PR #2120, opened 2022-11-18
Fix left nav flickering

Hyperkid123:
jira: https://issues.redhat.com/browse/RHCLOUD-23070

### Changes
- reduce the number of overall rendering cycles
- move the global filter visibility flag to the global filter component
- remove the `dynamic` flag from chrome link (was required for chrome one apps)

### Before
flicker-old

### After
flicker-new


fhlavac (approved):
Looks good!

PR #2165, opened 2022-12-14
Print sentry debug info, adjust tracesSampleRate

gkarat:
This increases the value for `tracesSampleRate` to accept more transactions. Also, I propose to enable debug information in console. 

This is due to some unexpected behavior we experience in production: less we set the value, more transactions start to come. Documentation states the opposite behavior to be expected, and we were asked by Sentry support to set the higher value with the 1/10 precision. The debug info must not cause any safety concerns: https://docs.sentry.io/platforms/javascript/guides/react/configuration/options/#debug.

### DIFF
--- a/src/utils/sentry.ts
+++ b/src/utils/sentry.ts
@@ -73,7 +73,8 @@ function initSentry() {
     maxBreadcrumbs: 50,
     attachStacktrace: true,
     integrations: [new BrowserTracing()],
-    tracesSampleRate: 0.007,
+    tracesSampleRate: 0.2,
+    debug: !!window.localStorage.getItem('chrome:sentry:debug'),
   });
 }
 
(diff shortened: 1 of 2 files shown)


src/utils/sentry.ts
```diff
@@ -73,7 +73,8 @@ function initSentry() {
     maxBreadcrumbs: 50,
     attachStacktrace: true,
     integrations: [new BrowserTracing()],
-    tracesSampleRate: 0.007,
+    tracesSampleRate: 0.2,
+    debug: true,
```
Hyperkid123, line 77: We usually use local storage flags to enable dbeugging modes.

We have these functions: https://github.com/RedHatInsights/insights-chrome/blob/dd4b078586c5981781eca0636b4759050f2b7492/src/utils/debugFunctions.ts

They are available on `window.insights.chrome.enable`, so you can turn on/off the debugging when required.

Hyperkid123 (changes requested):

src/utils/sentry.ts
gkarat: Oh, cool. PTAL at the updated commit.

Hyperkid123 (approved):

PR #2173, opened 2022-12-19
Update patternfly react core dependency

suyash-naithani:
We need to update @patternfly/react-core package to use the updated select component which fixes a bug that affects our current UI.
Following the update here, we plan to bump the PF version on the ui-components repo as well

### DIFF
--- a/package-lock.json
+++ b/package-lock.json
@@ -5,7 +5,6 @@
   "requires": true,
   "packages": {
     "": {
-      "name": "insights-chrome",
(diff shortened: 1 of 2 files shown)


Hyperkid123:
@suyash-naithani I've fixed the lock file issue

Hyperkid123 (approved):

suyash-naithani:
Thank you @Hyperkid123  :)

PR #2178, opened 2023-01-05
Silently fail if feature flags API throws server error.

Hyperkid123:
Fixes infinite nav loading if feature flags API returns 500 status response.

The build-in error handler of the unleash client is not triggered on 500 for some reason. This will act as if the API returned no toggles but will not block the UI features. The user just won't have any feature flags.


src/components/FeatureFlags/FeatureFlagsProvider.tsx
```diff
@@ -52,6 +71,7 @@ const FeatureFlagsProvider: React.FC = ({ children }) => {
     return <FlagProvider config={config}>{children}</FlagProvider>;
   }
 
+  // unleashClientInternal.current
```
fhlavac, line 74: probably not needed

fhlavac (approved):

PR #2181, opened 2023-01-05
AllServices round 2

epwinchell:
Jira: https://issues.redhat.com/browse/RHCLOUD-23500

- Update links
- Remove dummy search
- Replace "All Apps and Services" dropdown in masthead with "All Services" button linking to page (will move to nav later)
- Goes to prod-beta

Screen Shot 2023-01-05 at 10 42 17 AM

### DIFF
--- a/src/components/Header/Header.scss
+++ b/src/components/Header/Header.scss
@@ -13,6 +13,23 @@
   .chr-c-brand {
     width: 193px;
   }
+
+  a.chr-c-button-allservices  {
+    display: block;
+    height: 75px;
+    background: transparent;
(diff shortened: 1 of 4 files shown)


aneelac22 (approved):

Hyperkid123 (approved):
Good for now.

We have to render the page from a JSON array in the future to reduce the number of same JSX.

epwinchell:
> Good for now.
> 
> We have to render the page from a JSON array in the future to reduce the number of same JSX.

I think it will use cloud-services-config like the app filter did.

PR #2197, opened 2023-01-11
Masthead updates: Services icon & Favorites placeholder button

epwinchell:
Jira: https://issues.redhat.com/browse/RHCLOUD-23607

- Add icons
- Add Favorites teaser (disabled) button

Screen Shot 2023-01-11 at 11 45 44 AM


src/components/Header/Header.tsx
```diff
@@ -52,8 +55,13 @@ export const Header = () => {
             <ToolbarGroup variant="filter-group">
               {user && (
                 <ToolbarItem>
-                  <Button className="chr-c-button-allservices" component={(props) => <ChromeLink {...props} href="/AllServices" />}>
-                    All Services
+                  <Button className="chr-c-button-masthead" component={(props) => <ChromeLink {...props} href="/AllServices" />}>
+                    <CloudIcon />
+                    Services
+                  </Button>
+                  <Button className="chr-c-button-masthead disabled" component={(props) => <ChromeLink {...props} href="#" />}>
```
Hyperkid123, line 62: This should be hidden behind a feature flag. We don't want to show this page/button before its ready.

epwinchell: @Hyperkid123 Kat would like to show it as a teaser. That's why I styled it as a disabled link.

Hyperkid123: Ah, I was not aware of that. OK then

Hyperkid123 (approved):

PR #2211, opened 2023-01-13
Integrate chrome service client

Hyperkid123:
### Changes
- track the user's last visited pages
- enable favoriting pages in all services page
- reflect the current environment in all services pages (remove links not available in the current env based on chrome navigation files)

### DIFF
--- a/src/components/AllServices/allServicesLinks.ts
+++ b/src/components/AllServices/allServicesLinks.ts
@@ -1,0 +1,377 @@
+import AllServicesIcons from './AllServicesIcons';
+
+export type AllServicesLink = {
+  href: string;
+  title: string;
+  isExternal?: boolean;
+};
+export type AllServicesGroup = {
+  isGroup: true;
+  title: string;
+  links: AllServicesLink[];
+};
+export type AllServicesSection = {
+  icon: keyof typeof AllServicesIcons;
+  title: string;
+  description: string;
+  links: (AllServicesLink | AllServicesGroup)[];
+};
+
+const allServicesLinks: AllServicesSection[] = [
+  {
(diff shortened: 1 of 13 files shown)


aneelac22 (approved):

src/components/AllServices/allServicesLinks.ts
```diff
@@ -0,0 +1,377 @@
...
+  links: AllServicesLink[];
+};
+export type AllServicesSection = {
+  icon: keyof typeof AllServicesIcons;
+  title: string;
+  description: string;
+  links: (AllServicesLink | AllServicesGroup)[];
+};
+
+const allServicesLinks: AllServicesSection[] = [
```
BlakeHolifield, line 20: Any thoughts on loading this from an external source? It might be easier to version control separately rather than binding it to a chrome release.

BlakeHolifield (approved):
Just one question. Otherwise looks good

src/components/AllServices/allServicesLinks.ts
Hyperkid123: Yeah, thats a good point. Currently, we reference it with the navigation files, but I agree the structure should be extracted into another file, similar to what we do with the navigation files.

BlakeHolifield: Sure we don't have to address this right now, just a thought for the future.

epwinchell:
@Hyperkid123 I don't we want to enable favoriting for external links at this point. The UX design alots the same real estate for the ext link icon and the star in the nav

Screen Shot 2023-01-18 at 10 39 24 AM
Screen Shot 2023-01-18 at 10 46 25 AM

PR #2227, opened 2023-01-18
Add the config to the container via the Dockerfile

adamrdrew:
This should copy the config-files during build into the container. Please sanity check this syntax - I do not write a lot of Dockerfiles! This is where the files should be populated: https://github.com/RedHatInsights/insights-frontend-builder-common/blob/master/src/frontend-build.sh#L47


adamrdrew:
This will be blocked on https://github.com/RedHatInsights/insights-chrome/pull/2228 - my bad

PR #2245, opened 2023-01-24
Spreach chromeConfig.config and chromeConfig to jwtSetup

karelhala:


Hyperkid123 (commented):
can the chromeConfig be undefined? If that is true we might need `?.` to prevent runtime crashes in non-clowder environments.

karelhala:
@Hyperkid123 updated

Hyperkid123 (approved):

PR #2248, opened 2023-01-25
Send cookie to server if path starts with /wss or /ws

karelhala:
### Description

Send cookie with requests when they start either with `/ws`, `/wss` or `/api`.


Hyperkid123 (approved):

config/webpack.config.js
```diff
@@ -141,7 +141,7 @@ const commonConfig = ({ dev }) => {
       // HMR flag
       hot: true,
       ...proxy({
-        env: 'stage-beta',
+        env: 'prod-beta',
```
fhlavac, line 144: do we want to push this?

Hyperkid123: No

karelhala: Good point!

fhlavac (approved):

PR #2523, opened 2023-05-22
Added Patternfly user feedback extension

dlabaj:
Added patternfly user feedback extension.  This was done to standardize on the user feedback modal.  Code originated from the feedback modal that was originally created in this repo.


aneelac22 (approved):
/retest

Hyperkid123:
@dlabaj Is it possible to compose the modal from the composite component? I don't really like the way the text is propagated to the component or the fact that I can't really customize the layout, actions and other aspects of the individual forms. Is there way of some "composable" approach to use the feedback component? I think this might become an issue if the future if we have to make some quick modifications to the content.

This is a very rough and quick draft of an API I'd like to be able to use:

```jsx
<FeedbackModal feedbackImg={feedbackImage} defaultActions={[<FeedbackCloseButton>Close</FeedbackCloseButton>, <Button>Some custom action</Button>]} {...restOfModalProps}>
  {/* the clickable tile */}
  <FeedbackSection id="custom-feedback" title="Share feedback" description="Share What has your console......">
   {/* child is displayed if the section with the id is active */}
    <FeedbackForm
      type="custom"
      onSubmit={submitFeedback}
      actionButtons={[
        // calls the on submit
        <FeedbackSubmitButton>Foo</FeedbackSubmitButton>,
        // goes back to the initial modal view
        <FeedbackBackButton>Bar</FeedbackBackButton>,
        // closes the modal
        <FeedbackCancelButton>Baz</FeedbackCancelButton>,
      ]}
    >
      {/* state in these would be handled externally by the developer */}
      <TextArea label="Enter your feedback" />
      <Checkbox label="Yes, I would like to...." />
    </FeedbackForm>
    {/* have some pre-defined forms with internal state management*/}
    {/* either have type */}
    <FeedbackForm type="some-pre-defined-type" formLabels={{...}} onSubmit={...} />
    {/* or an actual component */}
    <FeedBackFormPredefined onSubmit={...} title={intl.formatMessage(....)} otherText={intl.formatMessage(....)}/>
    ...
  </FeedbackSection>
</FeedbackModal>
```

I think we can also have the "god" component that does everything. But with this approach, we will be covered for 100% of the use cases. And the app will not bundle any extra code that they do not need in their bundles.

dlabaj:
@Hyperkid123 Do you mind waiting for v5 for the api updates? Would you take this for v4 with the current api?

Hyperkid123:
@dlabaj I am OK waiting for v5

PR #2527, opened 2023-05-24
added missing space

petracihalova:
image

### DIFF
--- a/src/components/Feedback/FeedbackModal.tsx
+++ b/src/components/Feedback/FeedbackModal.tsx
@@ -153,7 +153,7 @@ const FeedbackModal = memo(({ user }: FeedbackModalProps) => {
             modalTitle={intl.formatMessage(messages.informRedhatDirection)}
             modalDescription={
               <Text>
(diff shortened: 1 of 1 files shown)


src/components/Feedback/FeedbackModal.tsx
```diff
@@ -153,7 +153,7 @@ const FeedbackModal = memo(({ user }: FeedbackModalProps) => {
             modalTitle={intl.formatMessage(messages.informRedhatDirection)}
             modalDescription={
               <Text>
-                {intl.formatMessage(messages.informDirectionDescription)}
+                {intl.formatMessage(messages.informDirectionDescription)}{' '}
```
Hyperkid123, line 156: Although the empty string will work, it is very vulnerable to being deleted as this exact code is sometimes incorrectly injected by code formatters. It will be safer to use the HTML character code for a space: `&nbsp;`. We will never remove it.

Hyperkid123 (approved):

PR #2534, opened 2023-06-01
introduces sentry webpack plugin for sourcemap uploading to sentry

mkholjuraev:
This enables uploading sourmaps generated by the `hidden-source-map` type of devtool to Sentry. `hidden-source-map` helps not to upload sourcemaps to browser according to the [doc](https://webpack.js.org/configuration/devtool/#production) . I used [@sentry/webpack](https://docs.sentry.io/platforms/javascript/sourcemaps/uploading/webpack/) plugin to use a new method introduced by the sentry to upload sources as artifacts instead of releases. 

The changes only prod-beta env for testing purposes. We need to create a new travis secret `SENTRY_AUTH_KEY`  before merging. I believe I do not have rights for this.


.travis.yml
```diff
@@ -35,6 +35,8 @@ env:
   global:
     - REPO="git@github.com:RedHatInsights/insights-chrome-build"
     - REPO_DIR="insights-chrome-build"
+    - BRANCH=${TRAVIS_PULL_REQUEST_BRANCH:-$TRAVIS_BRANCH}
+    - SENTRY_AUTH_KEY=${SENTRY_AUTH_KEY}
```
Hyperkid123, line 39: We do not use Travis anymore to publish our assets. This has to be set up in the vault.

config/webpack.config.js
```diff
@@ -51,7 +51,7 @@ const commonConfig = ({ dev }) => {
           },
         }
       : {}),
-    devtool: false,
+    devtool: process.env.BRANCH === 'prod-beta' ? 'hidden-source-map' : false,
```
Hyperkid123, line 54: @karelhala do you remember if we have this env variable in the containerized build?

.travis.yml
mkholjuraev: Thank you. I do not know what is vault. Can you some guidance on what is it and how I can provide the secret to node env so that I can fix this?

Hyperkid123: I think you won't be able to do it because it is the platex store. If you PM me the secret, I will ensure it will be added to the vault store.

════════════════

# TASK STATEMENT:
The answer must be every line from the records above that contains the word "cookie", copied out.

# TASK ANSWER:
Send cookie to server if path starts with /wss or /ws
Send cookie with requests when they start either with `/ws`, `/wss` or `/api`.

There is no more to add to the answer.